* TASK ITEM *
Output, without any change, the listing below from its opening line up to and including the line with "Building on #1922".
[MATERIALS PROVIDED — start]
PR #1925, opened 2025-02-14
Remote input: Synchronize _ensureAdapter

### LINKED ISSUE #1836: Presentation Control on Wayland unreliable

ferdnyc:
Building on #1922 by @Plrrb,

So that we don't miss the first input event whenever a new session needs to be started, have `_ensureAdapter` return the session object it creates. Resolve the implicit Promise for that object in its callers, using `.then()`.
    
Fixes #1836
Closes #1922


andyholmes (approved):
I haven't had time to test, but LGTM.

FYI we can eradicate Atspi if wanted, since RemoteDesktop has been in all distros for awhile (debian/ubuntu was the hold-up in the past).

ferdnyc:
@andyholmes Is ATSPI possibly still of any use to _non_-GNOME GSConnect users? If not I'm happy to tear it out, but I wouldn't want to break things for CLI users any more than we already have — not if I can avoid it, anyway.

ferdnyc:
Eh, I'll rip it out then, but in a separate PR titled accordingly, to give anyone who possibly _does_ still have use for it a better chance of spotting it and raising the alarm.

andyholmes:
Yeah, there's no rush, it's just one less `if`-branch and a blob of code I doubt ever gets used.

ferdnyc:
In the meantime, let's get this one in so that's dealt with.

PR #1927, opened 2025-02-26
Since GNOME 44, we shouldn't compile our settings schema

ferdnyc:
The extension system will compile it when installing the extension.

See: https://gjs.guide/extensions/upgrading/gnome-shell-44.html#gsettings-schema


andyholmes (approved):

andyholmes:
Now that I think about it, the `glib-compile-schemas ${ZIP_DIR}/schemas` command might have to be moved to the "install" block to avoid breaking the `install-zip` build target.

ferdnyc:
@andyholmes 

> Now that I think about it, the `glib-compile-schemas ${ZIP_DIR}/schemas` command might have to be moved to the "install" block to avoid breaking the `install-zip` build target.

Ooh, that's a good point.

Or, should the `install-zip` target be using `gnome-extensions install ${ZIP_FILE}`. instead of unzipping the directory ourselves? Now that we can rely on the `gnome-extensions` command being available.

andyholmes:
> (**Edit2:** Oh, wait, `install-zip` is only used for installing into `$HOME/.local/share/gnome-shell/extensions/`. So, yeah, now I'm back to "why are we doing this manually?")

Ah, that script pre-dates the `gnome-extensions` tool, but I'm fine with whatever works :)

ferdnyc:
@andyholmes 

> Ah, that script pre-dates the `gnome-extensions` tool,

Yeah, I should've said, "why are we _still_ doing this manually?" Now that there's a tool (and I've just tested, it does indeed do the compile for us at install time), I'll add a commit to switch us over to using that.

PR #1928, opened 2025-02-26
backport #1911 to GNOME 43 (based on v54)

ferdnyc:
It will, frankly, be a miracle if I haven't missed or broken anything here, and presumably the CI will need some major adjusting just to be able to test these, but:

This PR is an attempt to bring all of the changes from #1911 to the `backports/gnome-43` branch, which is based off of tag `v54` (the last GNOME 43 release of GSConnect).

For release as `v59`, to be followed by `backports/gnome-45` as `v60`, then `main` as `v61`.


ferdnyc:
OK, now that we have CI images tagged `gnome-43` and `gnome-45`, let's try using them to test these backports...

andyholmes:
This should be okay, the only thing I might question is if the encryption algorithms are available on older systems. I expect Debian et al. would backport things like that, though.

daniellandau:
> This should be okay, the only thing I might question is if the encryption algorithms are available on older systems. I expect Debian et al. would backport things like that, though.

I ran `openssl req -newkey ec -pkeyopt ec_paramgen_cu
rve:prime256v1 -subj '/O=andyholmes.github.io/OU=GSConnect/CN=foobar' -new -x509 -nodes` on a Debian stable container and it spat out a cert, so I think it's fine.

ferdnyc:
OK... I finally got both backport branches building _without_ these changes, so now we can actually test the PRs.

ferdnyc:
Had some too-modern code in there for ES2017, whoops.

ferdnyc:
Well, I've got this one down to only `testLanBackend` failing, but it's failing pretty spectacularly. Here's the contents of `gsconnect_backends_testLanBackend.test.txt`:

```text
1..7
ok 1 A LAN channel service can be started

(gjs:523): Gjs-WARNING **: 10:32:33.647: JS ERROR: Gio.TlsError: Peer failed to perform TLS handshake: The TLS connection was non-properly terminated.
_handshake/</<@/usr/share/gnome-shell/extensions/gsconnect@andyholmes.github.io/service/backends/lan.js:600:44
runTests@/usr/libexec/installed-tests/gsconnect/minijasmine:160:29
@/usr/libexec/installed-tests/gsconnect/minijasmine:176:1

not ok 2 A LAN channel service can request and accept channels
# Message: Error: Timeout - Async function did not complete within 5000ms (set by jasmine.DEFAULT_TIMEOUT_INTERVAL) in /usr/libexec/installed-tests/gsconnect/jasmine.js (line 7049)
# Stack:
not ok 3 A LAN channel service tracks active channels
# Message: Expected undefined to be defined.
# Stack:
#   @/usr/libexec/installed-tests/gsconnect/backends/testLanBackend.js:80:30
# Message: Expected undefined to be defined.
# Stack:
#   @/usr/libexec/installed-tests/gsconnect/backends/testLanBackend.js:83:31
not ok 4 A LAN channel service produces channels that can transfer packets
# Message: TypeError: localChannel is undefined in /usr/libexec/installed-tests/gsconnect/backends/testLanBackend.js (line 94)
# Stack:
#   @/usr/libexec/installed-tests/gsconnect/backends/testLanBackend.js:94:13
not ok 5 A LAN channel service produces channels that can transfer payloads
# Message: Error: Invalid value 'undefined' for property channel in object initializer. in /usr/share/gnome-shell/extensions/gsconnect@andyholmes.github.io/service/core.js (line 512)
# Stack:
#   _init@/usr/share/gnome-shell/extensions/gsconnect@andyholmes.github.io/service/core.js:512:15
#   Transfer@/usr/share/gnome-shell/extensions/gsconnect@andyholmes.github.io/service/core.js:509:4
#   @/usr/libexec/installed-tests/gsconnect/backends/testLanBackend.js:109:35
ok 6 A LAN channel service can be stopped
ok 7 A LAN channel service closes active channels when stopped
```

ferdnyc:
Aaand, now #1929 is failing the same way (though with more output in its logs; I'll paste them there).

ferdnyc:
@andyholmes That's what I'm thinking — while Debian 12's `openssl` may have backported support for the newer algorithms, it's almost guaranteed that neither Fedora 37 or 39 did. It's also possible that GNOME 43 wouldn't support the new certs **even on an up-to-date Debian 12**. (I'm not sure if everything usable in `openssl` would automatically be available to GLib in older versions, or if support has to be backported into GLib as well. And then, if so, whether that was done.)

Which means we can't test code using the new certs on older Fedora releases. We could theoretically test it using Debian 12, to see whether **that** GNOME 43 will take the newer crypto.

Or, I could just drop the backporting of the crypto update (which isn't actually necessary to backport)... or even lose the protocol 8 backport _entirely_. Protocol 7 is still officially supported, at least for the moment. So I could limit the backporting to just the change in device ID format. That's the only element with any real **urgency** to backport.

ferdnyc:
These PR branches have become kind of a mess anyway, since I started them before I had the _target_ branches actually working. (This PR's irreconcilable conflicts are ample evidence of that.) So I think I'll start two new PRs, based off the _working_ `backports/gnome-43` and `backports/gnome-45` branches, and backporting **just** the changes required to migrate to the new device ID format. Let's see how that goes...

andyholmes:
> It's also possible that GNOME 43 wouldn't support the new certs even on an up-to-date Debian 12. (I'm not sure if everything usable in openssl would automatically be available to GLib in older versions, or if support has to be backported into GLib as well. And then, if so, whether that was done.)

It's possible. AFAIK glib-networking links to openssl, so that should be enough, but it may be there were other changes required in `glib-networking` itself to adapt that didn't get backported.

andyholmes:
I've backed out the certificate changes from `main`, so I guess we can do the same here. I did give this a shot in an `ubuntu-22.04` container and encountered no TLS errors, so :shrug:

ferdnyc:
You know, it strikes me that we should have a `Makefile` or a Meson target to generate the key files in `installed-tests/data/`, so that the commands for doing so are part of the project code.

In principle I know it's embedded in `src/service/init.js`, and you could even make the argument that it shouldn't live in two places. So, OK, maybe a meson target that _uses_ `src/service/init.js` to generate the `installed-tests/data/` certificate files.

Problem with that is, `src/service/init.js` imports `Config`, so it can't be run from the source directory.

...So now I'm working on a new file `src/utils/crypto.js` that can contain _just_ the code for calling the OpenSSL command, with no dependencies on any other project code, on files that only exist in the build directory / installed extension package, or on being loaded via ESM.

I figure, the commands to generate files and read their data can live _there_ in a file that's runnable even from the source tree, and even in command-line interactive `gjs` sessions.

My thinking is:

1. The functions provided there can be used to generate the certificates in the `installed-tests/data` directory, when new certificates are needed.
2. `src/service/init.js` can import those functions, and install wrappers around them as `Gio.TlsCertificate.new_for_paths()`, the `Gio.TlsCertificate` methods `common_name()` and `pubkey_der()`, and any other crypto code it monkeypatches.

..That first could be done (via `Makefile` rule, Meson target, or what have you) using a script that performs the moral equivalent of:

```bash
$ cd installed-tests/data
$ gjs -I ../../src
gjs> const Crypto = imports.utils.crypto;
undefined
gjs> Crypto.generate_cert_pair('openssl', 'local-certificate.pem', 'local-private.pem');
undefined
gjs> Crypto.generate_cert_pair('openssl', 'remote-certificate.pem', 'remote-private.pem');
undefined
gjs>
```

For the second, where `src/service/init.js` used to monkeypatch `Gio.TlsCertificate.new_for_paths()` with:

```js
Gio.TlsCertificate.new_for_paths = function (certPath, keyPath, commonName = null) {
    // Check if the certificate/key pair already exists
    const certExists = GLib.file_test(certPath, GLib.FileTest.EXISTS);
    const keyExists = GLib.file_test(keyPath, GLib.FileTest.EXISTS);

    // Create a new certificate and private key if necessary
    if (!certExists || !keyExists) {
        // If we weren't passed a common name, generate a random one
        if (!commonName)
            commonName = GLib.uuid_string_random().replaceAll('-', '_');

        const proc = new Gio.Subprocess({
            argv: [
                Config.OPENSSL_PATH, 'req',
                '-newkey', 'ec',
                '-pkeyopt', 'ec_paramgen_curve:prime256v1',
                '-keyout', keyPath,
                '-new', '-x509', '-nodes',
                '-days', '3650',
                '-subj', `/O=andyholmes.github.io/OU=GSConnect/CN=${commonName}`,
                '-out', certPath,
            ],
            flags: (Gio.SubprocessFlags.STDOUT_SILENCE |
                    Gio.SubprocessFlags.STDERR_SILENCE),
        });
        proc.init(null);
        proc.wait_check(null);
    }

    return Gio.TlsCertificate.new_from_files(certPath, keyPath);
};
```

Now it would instead be...

```js
const Crypto = imports.utils.crypto;

Gio.TlsCertificate.new_for_paths = function (certPath, keyPath, commonName = null) {
    // Check if the certificate/key pair already exists
    const certExists = GLib.file_test(certPath, GLib.FileTest.EXISTS);
    const keyExists = GLib.file_test(keyPath, GLib.FileTest.EXISTS);

    // Create a new certificate and private key if necessary
    if (!certExists || !keyExists)
        Crypto.generate_cert_pair(Config.OPENSSL_PATH, certPath, keyPath, commonName);
    return Gio.TlsCertificate.new_from_files(certPath, keyPath);
};
```

ferdnyc:
Aaanyway, closing these in favor of #1939 and #1940.

daniellandau:
> I've backed out the certificate changes from `main`, so I guess we can do the same here. I did give this a shot in an `ubuntu-22.04` container and encountered no TLS errors, so 🤷

I don't think the TLS problem is on the GNU/Linux side at all.

andyholmes:
> > I've backed out the certificate changes from `main`, so I guess we can do the same here. I did give this a shot in an `ubuntu-22.04` container and encountered no TLS errors, so 🤷
> 
> I don't think the TLS problem is on the GNU/Linux side at all.

I can't think of any reason the test suite would fail then?

daniellandau:
Ok now after having read the conversation more carefully, let me rephrase. My TLS problem wasn't on the GNU/Linux side, but clearly there's some TLS problem here. Perhaps the same, but would have to dig in more carefully to try to find out if it's the same or different.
[MATERIALS PROVIDED — finish]
* OUTPUT FOR THIS TASK *
PR #1925, opened 2025-02-14
Remote input: Synchronize _ensureAdapter

### LINKED ISSUE #1836: Presentation Control on Wayland unreliable

ferdnyc:
Building on #1922 by @Plrrb,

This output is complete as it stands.